Trwa wczytywanie strony. Proszę czekać...
Piątek, 29 marca. Imieniny: Marka, Wiktoryny, Zenona
16/02/2018 - 07:35

„Łemkowska książeczka” o świecie, którego dziś już zupełnie nie ma

„Łemkowska książeczka” autorstwa Pauliny Białkowskiej jest polsko-łemkowską publikacją o kulturze Łemków. Książka powstała, jako magisterska praca dyplomowa w Pracowni Grafiki Informacyjnej Uniwersytetu Artystycznego w Poznaniu.

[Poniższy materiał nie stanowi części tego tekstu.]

Issue #1491, opened 2026-06-30
Blocks-only storage: decoupled log-blob / block sizing


marmos91:
Follow-up to #1414; design: `.planning/2026-06-30-blocks-only-storage-design.md`.

v1 fixes log-blob cap ~1 GB and block carve target ~16 MiB. Revisit whether the two need independent per-workload tuning (e.g. smaller blobs for fsync/eviction granularity, different block target for the object store).

marmos91:
Closing per the #1555 profiling gate (PR #1562). The decoupled log-blob/block sizing knob is **not justified**: profiling shows the streamer's memory cost is transient `bytes.Buffer` doubling (~346 MB per 64 MiB, ~5× write-amp), not a fixed-sizing mismatch. That win is capturable by a one-shot carve-buffer pre-size — a few lines, no new config — which respects minimize-surface far better than a tunable knob. Reopen only if a workload shows the sizing itself (not buffer growth) is the bottleneck.

Issue #1488, opened 2026-06-30
Blocks-only storage: chunk-range refetch on read miss (eviction granularity)


marmos91:
Follow-up to #1414; design: `.planning/2026-06-30-blocks-only-storage-design.md`.

v1 eviction is block-granular: a read miss on an evicted chunk GETs the whole (~16 MiB) remote block and re-stages it. For random reads that is heavy.

**Goal:** on a miss, GET only the needed chunk byte-range (`GetBlockRange`) and cache it locally keyed by hash, instead of refetching the whole block. The local tier then holds whole log blobs plus per-chunk cache entries.

marmos91:
Closing per the #1555 profiling gate (PR #1562). The write path is CPU-bound on the FastCDC boundary scan (0.63 ms/MiB, ~3× the hash), and the warm-read path already avoids WAN — read-miss eviction granularity is not a measured bottleneck. Chunk-range refetch adds read-path complexity for no demonstrated win at this scale. Reopen if a dedicated read-path/WAN-cold profile shows whole-block refetch dominates.

PR #1562, opened 2026-07-05
perf(block): per-stage CPU+mem profiling of the write data path (#1555)

### LINKED ISSUE #1555: Per-stage CPU + memory profiling of the blocks-only storage flow
Profile and benchmark each stage of the new blocks-only storage flow **in isolation** to attribute CPU and memory bottlenecks per stage. Feeds the rclone-parity tracker (#1466) and upload-perf work (#1432).

## Reuse existing infra — do NOT build a new harness
A component-profiling tool already exists: \`cmd/bench/\` (\`blockstore.go\`, \`remote.go\`, \`metadata.go\`, \`parity.go\`) with pprof capture in \`profiles.go\` (cpu/heap/mutex/block). Existing microbenchmarks: \`chunker_bench_test.go\`, \`appendwrite_group_commit_bench_test.go\`, \`hash_bench_test.go\`, \`read_cache_bench_test.go\`. **Step 0 is to audit what \`cmd/bench\` + these already cover against the five stages below, then fill only the gaps.**

## Stages (code seam → coverage to verify)
- [ ] **Append log** — \`pkg/block/local/fs/appendwrite.go\` (+\`groupcommit.go\`). Bench exists; verify CPU + alloc coverage.
- [ ] **FastCDC chunker** — \`pkg/block/chunker/chunker.go\`. Bench exists; add memory-invariant assertion (below).
- [ ] **Streamer (carve → codec → PutBlock)** — \`pkg/block/engine/carver.go:carveAndCommitBlock\` + \`pkg/block/blockcodec/codec.go\`. Likely a gap — add CPU+mem bench with a memory remote.
- [ ] **Remote syncer** — \`pkg/block/engine/syncer.go\`, \`sync_queue.go\`, \`dispatcher.go\`, \`upload_controller.go\`, \`dynsem.go\`. See Refinement 1.
- [ ] **GC + compaction** — \`pkg/block/engine/\` GC path + compaction (#1487). Do **after** #1487 lands.

## Refinement 1 — the remote syncer can't be microbenched honestly
The other four stages isolate cleanly against in-memory adjacents (attributes CPU+alloc). The syncer is latency/concurrency-bound, not CPU-bound — a memory-fake bench shows it "fast" while the real bottleneck is single-stream WAN (that *is* #1432). Profile it against a **latency-injecting fake remote** or **live pprof against real S3/MinIO** on the bench VM, not a memory fake.

## Refinement 2 — one concrete memory pass/fail signal
For the data-plane stages, \`-benchmem\` **bytes/op must stay flat as input size grows** — allocations track *chunk size*, not *file size* (the streaming / \`sync.Pool\` invariant). Growing bytes/op = a streaming leak. Assert this in the benches; it catches the real memory regression better than eyeballing heap profiles.

## Tooling
Pure stdlib: \`go test -bench -benchmem -cpuprofile -memprofile\` + \`pprof\`, driven through the existing \`cmd/bench\` profiles harness. No new framework.

## Sequencing
After the two in-flight PRs land (#1554 sqlite test/profiling, #1487 GC compaction) — #1487 reshapes the GC/compaction stage.

Tracked under #1466.

marmos91:
Closes #1555.

Per-stage CPU + memory profiling for the blocks-only write data path, reusing plain `testing.B` + `runtime/pprof` — no new harness, no new deps. Test/tooling + docs only; zero production data-path changes.

## What's added

One isolated `Benchmark*` per write-path stage so a `-cpuprofile` / `-memprofile` run attributes cost to a single seam:

| Stage | Bench | Code seam |
| ----- | ----- | --------- |
| Append log | `BenchmarkAppendWrite_GroupCommit` (existing) | `appendwrite.go` + `groupcommit.go` |
| FastCDC chunker | `BenchmarkChunker_Throughput_64MiB` (+`ReportAllocs`) | `chunker.go` |
| BLAKE3 hash | `BenchmarkBLAKE3_256MiB` (existing) | content-hash layer |
| Streamer (carve→codec→PutBlock) | `BenchmarkStreamer_CarveCodecPutBlock` (**new**) | `carver.go:carveAndCommitBlock` + `blockcodec/codec.go` |

Plus two hard memory invariants (fail the build, not just report):

- `TestChunker_ConstantMemory` — the FastCDC scan is allocation-free regardless of input size.
- `TestStreamer_AllocationTracksBlockCount` — streamer allocation grows linearly with block count, never super-linearly with file size (Refinement 2 pass/fail signal).

`docs/BENCHMARKS.md` gains a "Per-stage write-path profiling" section: the table above, `pprof` how-to, and the baseline reading.

## Baseline reading (Apple M1 Max, in-memory, `-benchtime=5x`)

| Stage | ns/op | Throughput | B/op | allocs/op |
| ----- | ----: | ---------: | ---: | --------: |
| FastCDC chunker (64 MiB) | 42.2 ms | 1,592 MB/s | 0 | 0 |
| BLAKE3 hash (256 MiB) | 53.8 ms | 4,994 MB/s | 3.7 MB | 35,713 |
| Streamer (64 MiB) | 19.6 ms | 3,426 MB/s | 346 MB | 753 |
| Append log (coalesced 64 B) | 4.6 ms | — | 353 | 6 |

Normalized per MiB of write-path data:

- **CPU is dominated by the FastCDC chunker** — 0.63 ms/MiB, ~3× the hash (0.20) and ~2× the streamer (0.29). The boundary scan, not framing or upload, is the write-path CPU floor.
- **Allocations are dominated by the streamer** — ~346 MB per 64 MiB carved (~5× write amplification) from `bytes.Buffer` doubling growth + the remote body copy. The chunker is allocation-free.

## Gate call for the deferred perf issues this was meant to decide

- **#1491 (decoupled log-blob / block sizing) — not justified by this data.** The streamer's allocation cost is transient buffer growth, not sizing granularity; a one-line carve-buffer pre-size captures the win without decoupling the two sizes.
- **#1488 (chunk-range refetch granularity) — read-path, not a write-path bottleneck here.** The warm read path already avoids the WAN round-trip (`BenchmarkReadThroughCache_ColdVsWarm`), so there is no measured pressure to build finer read-miss granularity yet.

Runnable check: `go test -run 'TestChunker_ConstantMemory|TestStreamer_AllocationTracksBlockCount' -bench BenchmarkStreamer_CarveCodecPutBlock -benchtime=1x ./pkg/block/engine/ ./pkg/block/chunker/`.

### DIFF
--- a/docs/BENCHMARKS.md
+++ b/docs/BENCHMARKS.md
@@ -338,6 +338,80 @@ To re-baseline on a new machine class: capture several runs, take the lowest
 ops/sec, multiply by 0.90, and update the floor constant — a deliberate
 calibration event that must be reviewed in PR.
 
+### Per-stage write-path profiling (#1555)
+
+The blocks-only write path splits into stages that each own a CPU and allocation
+budget. One `Benchmark*` per stage measures it *in isolation* against in-process
+memory stores, so a `-cpuprofile` / `-memprofile` run attributes cost to a single
+seam instead of a tangled end-to-end flow. All four are plain `testing.B` +
+`runtime/pprof` (no harness, no deps): standard
+`go test -benchmem -cpuprofile -memprofile` wiring is all that's needed.
+
+| Stage | Bench (package) | Code seam |
+| ----- | --------------- | --------- |
+| Append log | `BenchmarkAppendWrite_GroupCommit` (`pkg/block/local/fs/`) | `appendwrite.go` + `groupcommit.go` |
+| FastCDC chunker | `BenchmarkChunker_Throughput_64MiB` (`pkg/block/chunker/`) | `chunker.go` |
+| BLAKE3 hash | `BenchmarkBLAKE3_256MiB` (`pkg/block/`) | content-hash layer |
+| Streamer (carve→codec→PutBlock) | `BenchmarkStreamer_CarveCodecPutBlock` (`pkg/block/engine/`) | `carver.go:carveAndCommitBlock` + `blockcodec/codec.go` |
+
+```bash
+# Profile any single stage — CPU + heap attributed to that seam only:
+go test -bench=BenchmarkStreamer_CarveCodecPutBlock -benchmem -run=^$ \
+    -cpuprofile=cpu.out -memprofile=mem.out ./pkg/block/engine/
+go tool pprof -top cpu.out      # where the CPU went
+go tool pprof -top -alloc_space mem.out   # where the bytes were allocated
+```
+
+Two memory invariants are pinned as hard tests (fail the build, not just report):
+
+- `TestChunker_ConstantMemory` (`pkg/block/chunker/`) — the FastCDC scan is
+  allocation-free regardless of input size; `Next` must report offsets into the
+  caller's slice, never copy chunk bytes.
+- `TestStreamer_AllocationTracksBlockCount` (`pkg/block/engine/`) — the streamer's
+  allocation grows linearly with block count, not super-linearly with file size;
+  it must carve one block at a time, never buffer the whole file.
+
+GC + compaction is intentionally **not** benched here: #1487 reshaped that path
+and it is latency/sweep-bound rather than a CPU/alloc hot spot on the write path —
+a dedicated bench is deferred until there is a measured reason to add one.
+
+#### Baseline reading (Apple M1 Max, in-memory, `-benchtime=5x`)
+
+| Stage | ns/op | Throughput | B/op | allocs/op |
+| ----- | ----: | ---------: | ---: | --------: |
+| Append log (coalesced 64 B) | 4.6 ms | — | 353 | 6 |
+| FastCDC chunker (64 MiB) | 42.2 ms | 1,592 MB/s | **0** | **0** |
+| BLAKE3 hash (256 MiB) | 53.8 ms | 4,994 MB/s | 3.7 MB | 35,713 |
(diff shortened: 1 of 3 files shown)


marmos91:
Addressed the Copilot review:

- **docs/BENCHMARKS.md inline code span across a newline** — real bug, fixed: the `go test -benchmem -cpuprofile -memprofile` span is now on a single line so it renders as code.
- **`block.ContentHash(blake3.Sum256(c))` conversion** — applied for consistency with the codebase convention (`engine/fetch.go`, `engine/read_internal.go`). Note the prior direct assignment also compiled (`blake3.Sum256` returns an unnamed `[32]byte`, assignable to the named `ContentHash`), but the explicit conversion matches surrounding code.
- **`for j := range streamerPerBlock` / `range blockCount`** — intentional and valid: range-over-int is Go 1.22+, this module is `go 1.25.0`, and CI Build Binaries + Unit Tests compile it. Kept as-is.

marmos91:
Copilot review dispositions (all three non-actionable, verified against green CI on Go 1.25):

1. `streamer_bench_test.go:62` range over int constant — valid since Go 1.22 (this repo builds on 1.25); Build/Unit/Integration/Windows all green. No change.
2. `streamer_bench_test.go:44` blake3.Sum256 → block.ContentHash — already explicitly converted: `block.ContentHash(blake3.Sum256(c))`. No change.
3. `docs/BENCHMARKS.md:348` broken inline code span — the span is self-contained on line 348 (line 347 ends at "standard", no open backtick); renders correctly. No change.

Książka skierowana jest głównie do dzieci i młodzieży. W przystępny sposób (zarówno pod względem merytorycznym, jak i graficznym) pokazuje codzienne życie Łemków przed 1947 rokiem, czyli („Akcją Wisła”). Wydawnictwo do tegorocznego konkursu im. Ks. Prof. Bolesława Kumora w kategorii „Książka o Sądecczyźnie” zgłosiła Marta Graban-Butryn z Krynicy-Zdroju.

- Książka opisuje warunki geograficzne w jakich żyli Łemkowie, pokazuje ich religię, stroje oraz inne, ważne dla autorki kwestie i atrybuty identyfikujące tę mniejszość – napisała w formularzu zgłoszeniowym Marta Graban-Butryn. Starannie przygotowane ilustracje i opisy wyjaśniają podstawowe informacje oraz znaczenia łemkowskich słów.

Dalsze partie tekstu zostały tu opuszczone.